<<<<

PR #551, opened 2023-10-26
conductor: empty blocks from da get executed

### LINKED ISSUE #542: feat(conductor): empty blocks / "continuous blocks" when using firm only
Currently when using the `FirmOnly` setting in Conductor, new data from DA/Celestia only shows up in the rollup when that data is written fresh to DA. 
This results in very irregular block times, or no blocks appearing at all, even though the execution of empty blocks should be happening.

The main issue appears to be that even though Celestia is getting polled every 3 seconds from conductor, only blocks with data in them are being seen and sent to the rollup.

The goal for this issue is to pull all blocks from DA (including empty ones) and have ALL of the sequencer blocks in the DA block get sent to the rollup, especially if those blocks are empty.

sambukowski:
## Summary
Previously empty blocks from DA were getting ignored. This was not the correct behavior.
This fix allows the Conductor to now execute empty blocks from DA.

## Changes
- Empty sequencer blobs from DA are now converted to `SequencerBlockSubset` 
- All empty blocks from DA now actually get sent to execution

## Testing
- Manually tested using dev-cluster

closes #542

### DIFF
--- a/crates/astria-conductor/src/data_availability.rs
+++ b/crates/astria-conductor/src/data_availability.rs
@@ -394,10 +394,6 @@ async fn fetch_verify_rollup_blob_and_forward_to_assembly(
             warn!(error, "failed to get rollup data from celestia");
             return;
         }
-        Ok(rollups) if rollups.is_empty() => {
-            info!("could not find rollup data");
-            return;
-        }
         Ok(rollups) => rollups,
     };
 
@@ -410,13 +406,12 @@ async fn fetch_verify_rollup_blob_and_forward_to_assembly(
         block_verifier::validate_rollup_data(rollup, data.data().action_tree_root).is_ok()
     });
     match rollups.len() {
-        0 => info!("all received rollups failed verification; not forwarding to assembler"),
-        1 => {
+        0 | 1 => {
             info!("one rollup successfully verified; forwarding to block assembler");
             let subset = SequencerBlockSubset {
                 block_hash: data.data().block_hash,
                 header: data.data().header.clone(),
-                rollup_transactions: rollups.swap_remove(0).rollup_txs,
+                rollup_transactions: rollups.pop().map_or(vec![], |txs| txs.rollup_txs),
             };
             if block_tx.send(subset).await.is_err() {
                 warn!("failed sending validated rollup data to block assembler; receiver dropped");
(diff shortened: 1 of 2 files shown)


joroshiba (approved):

crates/astria-conductor/src/executor/mod.rs
```diff
@@ -304,56 +304,59 @@ impl Executor {
...
-                self.update_commitments(executed_block)
-                    .await
-                    .wrap_err("executor failed to update both commitments")?;
-                // remove the sequencer block hash from the map, as it's been firmly committed
-                self.sequencer_hash_to_execution_block
-                    .remove(&block.block_hash);
-            }
-        };
+        }
+        for block in blocks {
```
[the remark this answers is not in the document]
sambukowski: Yes. The da blocks are getting sorted here: https://github.com/astriaorg/astria/blob/954ac8b117240f7790ab6a2a3b11cd3e41b1b493/crates/astria-conductor/src/data_availability.rs#L434

crates/astria-conductor/src/data_availability.rs
```diff
@@ -410,13 +406,12 @@ async fn fetch_verify_rollup_blob_and_forward_to_assembly(
         block_verifier::validate_rollup_data(rollup, data.data().action_tree_root).is_ok()
     });
     match rollups.len() {
-        0 => info!("all received rollups failed verification; not forwarding to assembler"),
-        1 => {
+        0 | 1 => {
             info!("one rollup successfully verified; forwarding to block assembler");
```
noot, line 410: update the log here since it's now 0 or 1 rollup datas

crates/astria-conductor/src/executor/mod.rs
```diff
@@ -304,56 +304,59 @@ impl Executor {
...
+                    // - we didn't receive the block from the sequencer stream, or
+                    // - we received it, but the sequencer block didn't contain
+                    // any transactions for this rollup namespace, thus nothing was executed
+                    // on receiving this block.
+
+                    // try executing the block as it hasn't been executed before
+                    // execute_block will check if our namespace has txs; if so, it'll return the
+                    // resulting execution block hash, otherwise None
+                    let Some(executed_block) = self
+                        .execute_block(block.clone())
```
noot, line 338: change `for block in blocks` to `for block in blocks.into_iter()` and i think you can remove the clone here

and add a `let block_hash = block.block_hash;` above this

noot (approved):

>>>>

#### Problem description:
Each entry must appear in the reply exactly as written.

#### Solution to the exercise:
PR #551, opened 2023-10-26
conductor: empty blocks from da get executed

### LINKED ISSUE #542: feat(conductor): empty blocks / "continuous blocks" when using firm only
Currently when using the `FirmOnly` setting in Conductor, new data from DA/Celestia only shows up in the rollup when that data is written fresh to DA. 
This results in very irregular block times, or no blocks appearing at all, even though the execution of empty blocks should be happening.

The main issue appears to be that even though Celestia is getting polled every 3 seconds from conductor, only blocks with data in them are being seen and sent to the rollup.

The goal for this issue is to pull all blocks from DA (including empty ones) and have ALL of the sequencer blocks in the DA block get sent to the rollup, especially if those blocks are empty.

sambukowski:
## Summary
Previously empty blocks from DA were getting ignored. This was not the correct behavior.
This fix allows the Conductor to now execute empty blocks from DA.

## Changes
- Empty sequencer blobs from DA are now converted to `SequencerBlockSubset` 
- All empty blocks from DA now actually get sent to execution

## Testing
- Manually tested using dev-cluster

closes #542

### DIFF
--- a/crates/astria-conductor/src/data_availability.rs
+++ b/crates/astria-conductor/src/data_availability.rs
@@ -394,10 +394,6 @@ async fn fetch_verify_rollup_blob_and_forward_to_assembly(
             warn!(error, "failed to get rollup data from celestia");
             return;
         }
-        Ok(rollups) if rollups.is_empty() => {
-            info!("could not find rollup data");
-            return;
-        }
         Ok(rollups) => rollups,
     };
 
@@ -410,13 +406,12 @@ async fn fetch_verify_rollup_blob_and_forward_to_assembly(
         block_verifier::validate_rollup_data(rollup, data.data().action_tree_root).is_ok()
     });
     match rollups.len() {
-        0 => info!("all received rollups failed verification; not forwarding to assembler"),
-        1 => {
+        0 | 1 => {
             info!("one rollup successfully verified; forwarding to block assembler");
             let subset = SequencerBlockSubset {
                 block_hash: data.data().block_hash,
                 header: data.data().header.clone(),
-                rollup_transactions: rollups.swap_remove(0).rollup_txs,
+                rollup_transactions: rollups.pop().map_or(vec![], |txs| txs.rollup_txs),
             };
             if block_tx.send(subset).await.is_err() {
                 warn!("failed sending validated rollup data to block assembler; receiver dropped");
(diff shortened: 1 of 2 files shown)


joroshiba (approved):

crates/astria-conductor/src/executor/mod.rs
```diff
@@ -304,56 +304,59 @@ impl Executor {
...
-                self.update_commitments(executed_block)
-                    .await
-                    .wrap_err("executor failed to update both commitments")?;
-                // remove the sequencer block hash from the map, as it's been firmly committed
-                self.sequencer_hash_to_execution_block
-                    .remove(&block.block_hash);
-            }
-        };
+        }
+        for block in blocks {
```
[the remark this answers is not in the document]
sambukowski: Yes. The da blocks are getting sorted here: https://github.com/astriaorg/astria/blob/954ac8b117240f7790ab6a2a3b11cd3e41b1b493/crates/astria-conductor/src/data_availability.rs#L434

crates/astria-conductor/src/data_availability.rs
```diff
@@ -410,13 +406,12 @@ async fn fetch_verify_rollup_blob_and_forward_to_assembly(
         block_verifier::validate_rollup_data(rollup, data.data().action_tree_root).is_ok()
     });
     match rollups.len() {
-        0 => info!("all received rollups failed verification; not forwarding to assembler"),
-        1 => {
+        0 | 1 => {
             info!("one rollup successfully verified; forwarding to block assembler");
```
noot, line 410: update the log here since it's now 0 or 1 rollup datas

crates/astria-conductor/src/executor/mod.rs
```diff
@@ -304,56 +304,59 @@ impl Executor {
...
+                    // - we didn't receive the block from the sequencer stream, or
+                    // - we received it, but the sequencer block didn't contain
+                    // any transactions for this rollup namespace, thus nothing was executed
+                    // on receiving this block.
+
+                    // try executing the block as it hasn't been executed before
+                    // execute_block will check if our namespace has txs; if so, it'll return the
+                    // resulting execution block hash, otherwise None
+                    let Some(executed_block) = self
+                        .execute_block(block.clone())
```
noot, line 338: change `for block in blocks` to `for block in blocks.into_iter()` and i think you can remove the clone here

and add a `let block_hash = block.block_hash;` above this

noot (approved):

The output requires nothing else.